Pisagua is a Chilean port on the Pacific Ocean, located in Huara comuna (municipality), in Tarapacá Region, northern Chile. In 2007, the new province of El Tamarugal was established and the comuna of Huara, previously within the province of Iquique, was incorporated to the newly created province.

Early history

According to Francisco Riso Patrón, and stated in Diccionario Geográfico de las Provincias de Tacna y Tarapacá, the name Pisagua has a quechua origin, meaning "place of scarce water": Pis - scarce, agua - water.

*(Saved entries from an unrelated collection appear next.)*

PR #48, opened 2016-05-13
Begin a refresh of the profiler's HTML output.

michaellenaghan:
* Mark the files as HTML5 rather than HTML4.
 * Use target attributes rather than onclick events to open links in specific windows.
 * Add a missing table row element.
 * Replace the deprecated name attribute with an id attribute (and replace the anchors with spans).
 * Replace the deprecated valign attribute with a style attribute.

### DIFF
--- a/s/pdhtml.ss
+++ b/s/pdhtml.ss
@@ -1,13 +1,13 @@
 "pdhtml.ss"
 ;;; pdhtml.ss
 ;;; Copyright 1984-2016 Cisco Systems, Inc.
-;;; 
+;;;
 ;;; Licensed under the Apache License, Version 2.0 (the "License");
 ;;; you may not use this file except in compliance with the License.
 ;;; You may obtain a copy of the License at
-;;; 
+;;;
 ;;; http://www.apache.org/licenses/LICENSE-2.0
-;;; 
+;;;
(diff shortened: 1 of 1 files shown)


michaellenaghan:
If there are no objections I'd like to do a style refresh next. These changes were meant to be non-controversial; those might be. We'll see. :-)

michaellenaghan:
As far as a style refresh goes, here are before-and-possibly-after screenshots. Let me know what you think. 

(Btw, I purposely went a bit retro on the Profile page in order to make it better match the source file pages.)

screen shot 2016-05-13 at 3 57 53 pm
screen shot 2016-05-13 at 3 57 56 pm
screen shot 2016-05-13 at 3 57 07 pm
screen shot 2016-05-13 at 3 57 11 pm

jltaylor-us:
Are you planning to put the more and less controversial portions in separate PRs?

I suspect some people may be attached to the dark background.  Maybe this could be configurable via parameter (much like the rest of the color palette is configurable via the `profile-palette` parameter?

michaellenaghan:
Yes, separate PRs. I put the screenshots here to see whether or not I should bother with the second one.

Nearly all of these colors are already configurable. And, of course, my changes go beyond the color scheme, so if they don't like *these* colors other changes may still be worthwhile.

Pisagua was founded in 1611 after an edict by the Viceroy of Peru which established a base from which it could be possible to stem the illegal traffic of gold and silver flowing from the important mines of Potosí and Oruro, in the Highlands of the "Audiencia of Charcas", to the British and Dutch pirates operating in the Corregimiento de Arica. Thus, Pisagua became a minor port, subjected to the major Port of San Marcos de Arica.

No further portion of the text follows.